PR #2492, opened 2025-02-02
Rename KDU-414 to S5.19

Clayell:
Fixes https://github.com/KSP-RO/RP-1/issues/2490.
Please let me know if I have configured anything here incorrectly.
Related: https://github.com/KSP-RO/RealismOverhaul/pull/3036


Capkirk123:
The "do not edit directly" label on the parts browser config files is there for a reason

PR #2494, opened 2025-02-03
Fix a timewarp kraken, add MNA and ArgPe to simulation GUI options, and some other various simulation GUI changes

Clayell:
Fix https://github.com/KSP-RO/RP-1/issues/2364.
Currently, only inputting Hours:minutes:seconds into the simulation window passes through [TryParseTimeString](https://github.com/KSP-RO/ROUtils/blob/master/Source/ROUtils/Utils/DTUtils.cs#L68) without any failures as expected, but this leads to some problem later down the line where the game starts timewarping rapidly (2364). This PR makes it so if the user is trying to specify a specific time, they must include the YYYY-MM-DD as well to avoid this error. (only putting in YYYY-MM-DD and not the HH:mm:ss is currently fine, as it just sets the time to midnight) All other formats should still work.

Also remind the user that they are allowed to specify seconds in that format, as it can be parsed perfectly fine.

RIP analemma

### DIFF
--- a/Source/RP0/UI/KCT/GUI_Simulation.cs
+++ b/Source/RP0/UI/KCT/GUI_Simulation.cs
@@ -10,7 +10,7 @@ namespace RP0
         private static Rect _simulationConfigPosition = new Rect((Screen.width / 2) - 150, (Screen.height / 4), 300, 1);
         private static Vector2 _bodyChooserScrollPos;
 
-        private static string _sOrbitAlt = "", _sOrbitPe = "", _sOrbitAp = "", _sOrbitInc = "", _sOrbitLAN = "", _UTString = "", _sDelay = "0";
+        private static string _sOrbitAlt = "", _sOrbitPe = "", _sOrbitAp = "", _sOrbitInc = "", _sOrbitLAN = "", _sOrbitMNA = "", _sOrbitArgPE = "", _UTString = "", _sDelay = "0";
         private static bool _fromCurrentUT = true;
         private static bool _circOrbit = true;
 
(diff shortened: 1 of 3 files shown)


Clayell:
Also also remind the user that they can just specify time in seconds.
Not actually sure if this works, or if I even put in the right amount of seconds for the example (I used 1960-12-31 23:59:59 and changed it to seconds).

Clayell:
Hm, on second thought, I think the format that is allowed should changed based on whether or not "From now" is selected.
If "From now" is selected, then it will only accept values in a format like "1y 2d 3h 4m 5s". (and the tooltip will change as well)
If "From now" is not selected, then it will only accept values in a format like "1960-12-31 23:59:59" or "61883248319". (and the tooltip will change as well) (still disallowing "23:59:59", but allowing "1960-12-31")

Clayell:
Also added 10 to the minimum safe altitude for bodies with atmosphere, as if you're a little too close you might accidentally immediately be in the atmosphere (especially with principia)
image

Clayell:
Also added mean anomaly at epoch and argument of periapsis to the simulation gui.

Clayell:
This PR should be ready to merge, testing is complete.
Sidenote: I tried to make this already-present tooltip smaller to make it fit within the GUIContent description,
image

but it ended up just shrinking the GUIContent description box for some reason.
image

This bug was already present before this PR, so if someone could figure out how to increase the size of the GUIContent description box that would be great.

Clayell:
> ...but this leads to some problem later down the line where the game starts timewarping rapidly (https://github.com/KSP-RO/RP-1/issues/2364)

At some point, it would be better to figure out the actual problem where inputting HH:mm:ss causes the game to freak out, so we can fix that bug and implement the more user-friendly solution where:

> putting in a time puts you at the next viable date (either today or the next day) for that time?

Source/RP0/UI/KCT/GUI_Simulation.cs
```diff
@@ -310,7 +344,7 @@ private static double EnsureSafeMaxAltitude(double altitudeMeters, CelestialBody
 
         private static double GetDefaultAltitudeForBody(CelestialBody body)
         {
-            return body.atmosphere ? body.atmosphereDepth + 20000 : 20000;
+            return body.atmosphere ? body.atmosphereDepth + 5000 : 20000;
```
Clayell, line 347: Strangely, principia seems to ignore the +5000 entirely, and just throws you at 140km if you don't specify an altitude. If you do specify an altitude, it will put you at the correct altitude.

==============================

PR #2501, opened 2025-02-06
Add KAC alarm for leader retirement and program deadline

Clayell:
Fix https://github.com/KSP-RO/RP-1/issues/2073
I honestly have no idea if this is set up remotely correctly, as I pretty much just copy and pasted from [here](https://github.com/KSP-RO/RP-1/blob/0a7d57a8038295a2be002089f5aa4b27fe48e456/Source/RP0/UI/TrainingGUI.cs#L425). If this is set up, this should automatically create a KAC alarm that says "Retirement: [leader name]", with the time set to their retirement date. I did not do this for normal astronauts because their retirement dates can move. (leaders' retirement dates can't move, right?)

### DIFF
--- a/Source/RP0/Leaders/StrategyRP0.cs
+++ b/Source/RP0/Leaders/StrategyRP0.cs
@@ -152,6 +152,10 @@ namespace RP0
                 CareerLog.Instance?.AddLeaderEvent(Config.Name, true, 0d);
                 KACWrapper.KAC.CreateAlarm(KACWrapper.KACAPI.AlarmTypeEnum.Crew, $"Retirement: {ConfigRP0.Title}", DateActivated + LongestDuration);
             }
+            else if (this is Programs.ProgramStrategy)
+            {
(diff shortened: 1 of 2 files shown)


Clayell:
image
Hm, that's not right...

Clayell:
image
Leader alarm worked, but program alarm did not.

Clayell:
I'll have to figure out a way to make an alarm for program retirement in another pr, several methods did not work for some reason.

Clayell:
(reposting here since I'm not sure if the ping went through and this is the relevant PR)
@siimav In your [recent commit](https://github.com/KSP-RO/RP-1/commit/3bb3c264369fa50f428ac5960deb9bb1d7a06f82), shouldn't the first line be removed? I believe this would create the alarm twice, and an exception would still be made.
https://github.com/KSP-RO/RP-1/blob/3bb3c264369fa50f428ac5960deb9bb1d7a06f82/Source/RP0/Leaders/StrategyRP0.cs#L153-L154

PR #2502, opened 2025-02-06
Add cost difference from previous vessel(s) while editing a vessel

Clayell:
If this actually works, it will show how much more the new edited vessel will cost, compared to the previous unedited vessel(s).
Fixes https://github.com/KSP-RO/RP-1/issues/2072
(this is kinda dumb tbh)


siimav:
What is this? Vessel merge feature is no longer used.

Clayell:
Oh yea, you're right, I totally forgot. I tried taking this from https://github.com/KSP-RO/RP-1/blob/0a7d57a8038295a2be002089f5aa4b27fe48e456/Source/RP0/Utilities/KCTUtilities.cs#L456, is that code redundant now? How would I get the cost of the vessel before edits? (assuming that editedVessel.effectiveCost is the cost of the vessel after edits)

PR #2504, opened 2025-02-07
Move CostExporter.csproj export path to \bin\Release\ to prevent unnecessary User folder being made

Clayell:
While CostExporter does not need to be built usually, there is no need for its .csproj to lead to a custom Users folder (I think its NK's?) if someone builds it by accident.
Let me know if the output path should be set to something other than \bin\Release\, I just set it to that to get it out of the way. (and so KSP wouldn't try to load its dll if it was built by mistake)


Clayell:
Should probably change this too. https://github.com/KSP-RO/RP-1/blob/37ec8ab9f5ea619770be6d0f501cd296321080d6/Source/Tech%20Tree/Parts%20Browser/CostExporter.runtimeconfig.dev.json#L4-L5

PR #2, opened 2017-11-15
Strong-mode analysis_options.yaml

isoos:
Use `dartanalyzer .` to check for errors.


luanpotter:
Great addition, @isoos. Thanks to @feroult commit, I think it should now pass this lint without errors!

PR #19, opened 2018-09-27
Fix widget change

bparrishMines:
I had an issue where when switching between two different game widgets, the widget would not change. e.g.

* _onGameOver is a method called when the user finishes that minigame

==============================

• [Work request]: Please state how many lines of the data hold the string "used", with nothing else in your reply.

• [Answer to the problem]: 2